I asked her to come and have a drink at the apartment next week. I should like to know who is aware and who isn’t, and since when. Do they pity me? Laugh nastily? Maybe I am mean-minded, but I should like them all to drop down dead so that the awful picture they have of me just now might be done away with for ever and ever.

Saturday 6 November
.

This talk with Maurice has left me quite at a loss, for he was calm and friendly and he really seemed to believe what he said. Talking over yesterday’s cocktail party, I told him—and I was speaking in all good faith, too—what I disliked in Noëllie. In the first place I thought the lawyer’s profession odious—for money you defend one fellow against another, even if it is the second who is in the right. This is immoral. Maurice replied that Noëllie ran her practice in a very agreeable way; that she did not accept just any case; that she asked high fees from the rich, certainly, but that there were masses of people she helped for nothing. It is untrue that she is self-seeking. Her husband helped her buy her practice: why not, since they have remained on excellent terms? (But has she not remained on excellent terms just so that he should put up the money for her practice?) She wants to get to the top: there is nothing wrong about that, so long as one selects one’s means. At this I found it hard to remain calm.

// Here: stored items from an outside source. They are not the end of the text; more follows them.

PR #1084, opened 2020-07-05
Implement test_local()

### LINKED ISSUE #1030: Have a `test()` function, similar to `devtools::test()`
testthat already uses pkgload for package loading, so there is not much benefit using devtools.

hadley:
Also eliminates need for devtools.

* [x] Add news bullet
* [x] Figure out why `test_local(".")` gives different results to `devtools::test()` on testthat itself

Fixes #1030


NEWS.md
```diff
@@ -1,5 +1,9 @@
 # testthat (development version)
 
+* New `test_local()` tests a local source package. It's equivalent to
```
gaborcsardi, line 3: Maybe clarify that it is not a package file, but a directory? Not terribly important in the NEWS, though.

R/test-directory.R
```diff
@@ -181,12 +178,53 @@ test_check <- function(package,
...
+test_local <- function(path = ".",
+                       filter = NULL,
+                       reporter = default_reporter(),
+                       ...,
+                       stop_on_failure = TRUE,
+                       stop_on_warning = FALSE
+                       ) {
+  package <- pkgload::pkg_name(path)
+
+  test_path <- file.path(path, "tests", "testthat")
```
gaborcsardi, line 190: Should `test_local()` work from a subdirectory of the package?

NEWS.md
hadley: :+1:

R/test-directory.R
hadley: Good idea, done.

PR #1088, opened 2020-07-08
Set wd to tempdir() in test_that()

### LINKED ISSUE #1059: Change working directory
Either change working directory to the package root, and consequently deprecating test_path(); or possibly setting the working directory to `tempdir()` and requiring `test_path()`.

hadley:
Fixes #1059

Now that I've implemented this I'm not sure it's worth it — yes, it forces you to use `test_path()`, but forcing you to use that only ensures that your tests work when you run them interactively; they already work in R CMD check. So when we turn this on, you'll have to run down a bunch of unimportant changes without any immediate payoff.

I'm also not sure which working directory the setup and teardown files should use. Currently I'm setting the working directory inside `test_that()` so anything outside of a `test_that()` will be run in the default working directory (since this is the best we can do for interactive usage). I'm not even sure that setting `test_file()` level will be worth it because `source()` will get absolute urls, rather than relative, which will make the srcrefs in error messages that much harder to parse.

So overall, seems like a very minor gain for quite a lot of additional complexity, but I'd love to get your thoughts.


R/test-files.R
```diff
@@ -148,9 +148,9 @@ test_files <- function(test_dir,
 
 test_one_file <- function(path, env = test_env()) {
   reporter <- get_reporter()
-  on.exit(teardown_run(), add = TRUE)
+  on.exit(teardown_run(tempdir()), add = TRUE)
```
hadley, line 151: This feels iffy to me, but it's what preserved the existing behaviour in the tests.

tests/testthat/reporters/check.txt
```diff
@@ -19,40 +19,40 @@ Error: stop
 Error: !
 Backtrace:
     █
- 1. └─f()
- 2.   └─g()
- 3.     └─h()
+ 1. └─f() reporters/tests.R:47:2
```
hadley, line 22: I'm not sure why this now generates srcrefs. But I'm pretty sure it's just an artefact of the testing setup of testthat; it shouldn't affect other packages.

gaborcsardi:
I agree that it is ok not to change the wd, and basically keep the current behavior. 

Maybe we could add more docs to stress that you need to use `test_path()`, otherwise people might get stumped when only `R CMD check` has issues and `test()` does not.

R/utils.R
```diff
@@ -56,3 +56,15 @@ can_entrace <- function(cnd) {
 }
 
 isNA <- function(x) length(x) == 1 && is.na(x)
+
+relish <- function(x, dir = testing_directory()) {
```
jimhester, line 60: Can we come up with a different name for this function

hadley:
If we only set it in `test_dir()`, then this has a neutral impact on consistency because it'll still be different for interactive usage. (i.e. it's no more consistent than the current version)

R/utils.R
hadley: Chutney? Condiment? Sauce?

jennybc:
I think we have two main goals. First this one articulated by @jimhester 

> I think we should do whatever we can improve consistency when running tests interactively and in R CMD check. Differences are often hard to debug and difficult to explain to people new to package development or testing.

and then a related one: help people develop file path discipline in their tests, so: they're developing good general habits and won't create trouble for themselves at CRAN submission time.

I find everyone's arguments compelling that the wd change explored here does not have a great payoff in terms of achieving those things. I'm happy with the *status quo*.

hadley:
So it looks like we're all in agreement that this was worth exploring, but it doesn't seem like we can do significantly better than currently, so it's best to leave as is.

PR #1091, opened 2020-07-09
Start on 3e vignette

### LINKED ISSUE #1061: Vignette for 3e
Mostly focussed on converting a package, and the problems that you're likely to encounter.

* https://github.com/r-lib/waldo/issues/25
* delete all uses of `context()`
* convert any old `expect_that()` calls
* replace `expect_equivalent()`

hadley:
Fixes #1061


jennybc:
I used `pr_push()` to make that one change and it worked as expected.

PR #1098, opened 2020-07-15
Fix typo in test-fixtures vignette

Bisaloo:
I *think* this is what was intended. There is no exported function called `local()` in withr.


hadley:
Ooops, yes, thanks!

PR #1105, opened 2020-07-20
Fix typo

jimhester:


hadley:
https://github.com/r-lib/testthat/runs/891056589?check_suite_focus=true#step:7:11

jimhester:
Ah, need to fix that one as well now I guess...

“You say that: but you have never tried to get to the top.”

“When I made up my mind to specialize I did so because I was sick of stagnating.”

“In the first place, you weren’t stagnating at all.”

“Intellectually I was. I was not getting nearly as much out of myself as I was capable of.”

“All right. But at all events you did not specialize out of vulgar ambition: you wanted to make intellectual progress and help toward the solving of certain problems. It was not a matter of money and career.”

“Success for an attorney is also something other than money and reputation: the cases they deal with grow more and more worthwhile.”

I said that in any case the social side counted immensely for Noëllie.

“She works very hard—she needs relaxation,” he replied.

“But why these galas, these first nights, these fashionable nightclubs? I think it ridiculous.”